1. A nonaqueous electrolytic solution having an electrolyte salt dissolved in a nonaqueous solvent, the nonaqueous solvent comprising a cyclic carbonate and a linear carbonate under the following condition 1 or 2, and the nonaqueous electrolytic solution comprising from 0.001 to 5% by mass of vinylsulfonyl fluoride:

condition 1: the linear carbonate comprises both a symmetric linear carbonate and an asymmetric linear carbonate, and the proportion of the asymmetric linear carbonate occupying in the linear carbonate is from 51 to 95% by volume; and

condition 2: the cyclic carbonate comprises ethylene carbonate and propylene carbonate, and the linear carbonate comprises a symmetric linear carbonate.

2. The nonaqueous electrolytic solution according to claim 1, wherein the cyclic carbonate comprises one or more selected from ethylene carbonate, propylene carbonate, 1,2-butylene carbonate, 2,3-butylene carbonate, and a cyclic carbonate having a fluorine atom or an unsaturated bond.

3. The nonaqueous electrolytic solution according to claim 2, wherein the cyclic carbonate having a fluorine atom comprises one or more selected from 4-fluoro-1,3-dioxolan-2-one and trans- or cis-4,5-difluoro-1,3-dioxolan-2-one.

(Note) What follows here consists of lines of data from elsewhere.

PR #9163, opened 2024-08-26
Refactor `ContractCallServiceERCTokenTest` delegate transfer

nickeynikolovv:
**Description**:

This PR refactors delegate transfer test, so it can be more readable. 

**Related issue(s)**:

Related and partially addresses: #9162 

**Checklist**


IvanKavaldzhiev (approved):
LGTM

steven-sheehy (approved):

PR #9173, opened 2024-08-27
Add an application cache for REST API

### LINKED ISSUE #9111: Add an application cache for REST API
### Problem

There are many times that the same request from different sessions all hit our REST server even though cloud CDN is enabled and the responses have proper cache control header set.

There are also periodic high rate of response code 304 from our REST server because some clients will issue a HEAD request with cache id to probe if the cache is still valid. Due to lack of head handler in our js REST module, it ends up to go though the get handler and query data, then expressjs learns the cache is still valid, zeros out the response body and sends a 304 response.

We should add a application layer cache to handle such scenarios so the rest server doesn't unnecessarily go to the database for the data.

### Solution

- Add logic in response handler middleware to cache responses in redis
  - we can use the hash of the request as the key
  - we should set the cache ttl the same as how it's configured by path in the response cache-control header
- Add a middleware before any of the handlers to check if the request url has a cached response, and if so, respond with the cached response and terminate the request handling

### Alternatives

_No response_

jascks:
**Description**:

Very preliminary draft to get feedback on general approach to the solution. There is still more implementation and testing to be done.

There are many times that the same request from different sessions all hit our REST server even though cloud CDN is enabled and the responses have proper cache control header set.

There are also periodic high rate of response code 304 from our REST server because some clients will issue a HEAD request with cache id to probe if the cache is still valid. Due to lack of head handler in our js REST module, it ends up to go though the get handler and query data, then expressjs learns the cache is still valid, zeros out the response body and sends a 304 response.

We should add a application layer cache to handle such scenarios so the rest server doesn't unnecessarily go to the database for the data.

**Related issue(s)**:

Fixes #9111

**Notes for reviewer**:
* Still working out Snyk code security check failure.
* Working on getting performance testing results.
* Determine Redis `maxMemory`.

**Checklist**


hedera-mirror-rest/server.js
```diff
@@ -125,6 +127,9 @@ if (config.metrics.enabled) {
   app.use(metricsHandler());
 }
 
+// Check for cached response
+app.use(responseCacheCheckHandler);
```
jascks, line 131: Should this be `use()` or `useAsync()`?

hedera-mirror-rest/config/application.yml
```diff
@@ -6,6 +6,8 @@ hedera:
         entityId:
           maxAge: 1800
           maxSize: 100000
+        response:
+          enabled: false
```
jascks, line 10: I figured we'd start with the response cache disabled by default. Then we can selectively turn it on where it makes sense.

4. The nonaqueous electrolytic solution according to claim 2, wherein the cyclic carbonate having an unsaturated bond comprises one or more selected from vinylene carbonate, vinyl ethylene carbonate, and 4-ethynyl-1,3-dioxolan-2-one.

5. The nonaqueous electrolytic solution according to claim 1, wherein the cyclic carbonate comprises ethylene carbonate or propylene carbonate, and a cyclic carbonate having a fluorine atom.

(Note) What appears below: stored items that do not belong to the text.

Issue #9074, opened 2024-08-20
Update the web3j-cli download task to use the official release


bilyana-gospodinova:
### Problem

There is a custom gradle task (`downloadWeb3j`) that downloads the `web3j-cli` from a custom repo. There is an official release of the cli now - https://github.com/hyperledger/web3j-cli/releases/tag/v1.6.1.

### Solution

We need to update the task to use the official release. If possible, we shouldn't use a task at all. Research if the `web3j-cli` can be used as a dependency without any scripts.

PR #9182, opened 2024-08-29
Update the web3j-cli download task to use the official release

bilyana-gospodinova:
**Description**:
There is an official release of the `web3j-cli`, so this PR removes the custom download logic from the custom repo and updates the gradle task to use the official release. 

It would be nice if we can add the cli as a gradle dependency and not use gradle tasks to download it at all.

**Related issue(s)**: 

Fixes: #9074

### DIFF
--- a/hedera-mirror-web3/build.gradle.kts
+++ b/hedera-mirror-web3/build.gradle.kts
@@ -123,6 +123,7 @@ val compileHistoricalSolidityContracts =
         description = "Compiles the historical solidity contracts to java files using web3j-cli"
         group = "historical"
         mustRunAfter(tasks.named("generateTestContractWrappers"))
+        dependsOn(downloadWeb3j)
         dependsOn(extractOpenZeppelin)
         dependsOn(tasks.named("compileTestSolidity"))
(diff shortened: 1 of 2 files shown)


hedera-mirror-web3/build.gradle.kts
```diff
@@ -70,35 +70,12 @@ tasks.compileJava { options.compilerArgs.add("--enable-preview") }
 
 tasks.test { jvmArgs = listOf("--enable-preview") }
 
-val web3jDir = rootDir.resolve(".gradle").resolve("web3j")
-val web3jVersion = "1.6.0"
```
steven-sheehy, line 74: The script doesn't seem to provide a means to download a specific version. Hopefully they don't introduce breaking changes.

steven-sheehy (approved):
LGTM

hedera-mirror-web3/build.gradle.kts
bilyana-gospodinova: Correct - the script always downloads the latest version. There are rarely any changes in the repo at all.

6. The nonaqueous electrolytic solution according to claim 1, wherein the asymmetric linear carbonate is one or more selected from methyl ethyl carbonate, methyl propyl carbonate, methyl isopropyl carbonate, methyl butyl carbonate, and ethyl propyl carbonate.

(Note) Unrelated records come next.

PR #9189, opened 2024-08-29
Return 501 NOT_SUPPORTED error response for unsupported precompiles

### LINKED ISSUE #9136: Add temporary logic for `501 NOT_SUPPORTED` status in web3
### Problem

Currently the `hedera-mirror-web3` business logic is based on a copied code of the services mono code base. Services, however, has switched to modularized code base, which will add some new Hedera precompiles, which we can't directly copy in web3. This opens a need to add a logic for throwing exception for unsupported precompiles, so that the json-rpc-relay distinguish between contract revert scenario and a call to unsupported precompile.

### Solution

- Throw custom exception in HTSPrecompiledContract for the cases of calling unsupported precompile
- Add interceptor in the exception handler advice component for throwing NOT_SUPPORTED error

### Alternatives

_No response_

IvanKavaldzhiev:
**Description**:
This PR aims to protect the web3 calls to reach unimplemented precompiles due to missing functionality in the copied mono code base. When the `json-rpc-relay` tries to invoke such precompile it will receive the informative `501` error and perform the needed fallback logic. Currently they receive `500` `INTERNAL_ERROR` with `CONTRACT_REVERT_EXECUTED` status, which might be misleading.

The PR adds:
- logic to return NOT_SUPPORTED status for any new dynamic/modification precompile
- logic to return NOT_SUPPORTED status for HRC_IS_ASSOCIATED view precompile. That's the only read only precompile added in services after switching to modularized code and is not supported in `hedera-mirror-web3`. Unfortunately, we don't have a way to add a universal check for each not supported view precompile, since there is not distinction between not found precompile and failed input validation for the view precompiles, so we will have to add a check for each not supported precompile explicitly

**Related issue(s)**:

Fixes #9136 

**Notes for reviewer**:

**Checklist**

### DIFF
--- a/hedera-mirror-web3/src/main/java/com/hedera/mirror/web3/controller/GenericControllerAdvice.java
+++ b/hedera-mirror-web3/src/main/java/com/hedera/mirror/web3/controller/GenericControllerAdvice.java
@@ -19,10 +19,12 @@ package com.hedera.mirror.web3.controller;
 import static org.springframework.http.HttpStatus.BAD_REQUEST;
 import static org.springframework.http.HttpStatus.INTERNAL_SERVER_ERROR;
 import static org.springframework.http.HttpStatus.NOT_FOUND;
+import static org.springframework.http.HttpStatus.NOT_IMPLEMENTED;
 import static org.springframework.http.HttpStatus.SERVICE_UNAVAILABLE;
 import static org.springframework.http.HttpStatus.TOO_MANY_REQUESTS;
 import static org.springframework.web.context.request.RequestAttributes.SCOPE_REQUEST;
 
+import com.hedera.mirror.web3.evm.exception.PrecompileNotSupportedException;
 import com.hedera.mirror.web3.exception.EntityNotFoundException;
 import com.hedera.mirror.web3.exception.InvalidInputException;
 import com.hedera.mirror.web3.exception.MirrorEvmTransactionException;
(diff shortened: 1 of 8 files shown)


hedera-mirror-web3/src/main/java/com/hedera/mirror/web3/controller/GenericControllerAdvice.java
```diff
@@ -101,6 +103,17 @@ private ResponseEntity<?> queryTimeoutException(final QueryTimeoutException e, W
...
     }
 
+    /**
+     * Temporary handler, intended for dealing with forthcoming features that are not yet available, such as the absence
+     * of a precompile
+     **/
+    @ExceptionHandler
+    private ResponseEntity<?> precompileNotSupportedException(
+            final PrecompileNotSupportedException e, WebRequest request) {
+        //        return new ResponseEntity<>(new GenericErrorResponse(e.getMessage()), NOT_IMPLEMENTED);
```
kselveliev, line 113: I think we can delete this commented part.

hedera-mirror-web3/src/main/java/com/hedera/services/store/contracts/precompile/HTSPrecompiledContract.java
```diff
@@ -466,6 +495,13 @@ private Pair<Long, Bytes> handleReadsFromDynamicContext(Bytes input, @NonNull fi
     }
 
     private Pair<Long, Bytes> computeUsingRedirectExecutor(final Bytes input, final MessageFrame frame) {
+        final var target = getRedirectTarget(input);
+        if (AbiConstants.ABI_HRC_IS_ASSOCIATED == target.descriptor()) {
+            // We can't support this precompile since the copied code from mono services does not have the necessary
+            // logic
+            throw new PrecompileNotSupportedException(StringUtils.EMPTY);
```
steven-sheehy, line 502: We should put the name of the precompile in the exception message. This message while not delivered in the response will be see in the access logs.

kselveliev (approved):
LGTM

kselveliev (approved):

steven-sheehy (approved):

7. The nonaqueous electrolytic solution according to claim 1, wherein the symmetric linear carbonate is one or more selected from dimethyl carbonate, diethyl carbonate, dipropyl carbonate, and dibutyl carbonate.

8. The nonaqueous electrolytic solution according to claim 1, wherein the electrolyte salt comprises one or more lithium salts selected from LiPF6, LiBF4, LiN(SO2CF3)2, LiN(SO2F)2, lithium bis[oxalate-O,O′]borate (LiBOB), and lithium difluorobis[oxalate-O,O′]phosphate.

9. The nonaqueous electrolytic solution according to claim 8, wherein the concentration of the lithium salt is from 0.3 to 2.5 M relative to the nonaqueous solvent.

10. An energy storage device comprising a positive electrode, a negative electrode, and a nonaqueous electrolytic solution having an electrolyte salt dissolved in a nonaqueous solvent, the nonaqueous solvent comprising a cyclic carbonate and a linear carbonate under the following condition 1 or 2, and the nonaqueous electrolytic solution comprising from 0.001 to 5% by mass of vinylsulfonyl fluoride:

condition 1: the linear carbonate comprises both a symmetric linear carbonate and an asymmetric linear carbonate, and the proportion of the asymmetric linear carbonate occupying in the linear carbonate is from 51 to 95% by volume; and

condition 2: the cyclic carbonate comprises ethylene carbonate and propylene carbonate, and the linear carbonate comprises a symmetric linear carbonate.

11. The energy storage device according to claim 10, wherein an active material of the positive electrode is a complex metal oxide of lithium comprising one or more selected from cobalt, manganese, and nickel, or a lithium-containing olivine-type phosphate comprising one or more selected from iron, cobalt, nickel, and manganese.

12. The energy storage device according to claim 10, wherein an active material of the negative electrode comprises one or more selected from a lithium metal, a lithium alloy, a carbon material capable of absorbing and releasing lithium, tin, a tin compound, silicon, a silicon compound, and a lithium titanate compound.

13. The energy storage device according to claim 11, wherein an active material of the negative electrode comprises one or more selected from a lithium metal, a lithium alloy, a carbon material capable of absorbing and releasing lithium, tin, a tin compound, silicon, a silicon compound, and a lithium titanate compound.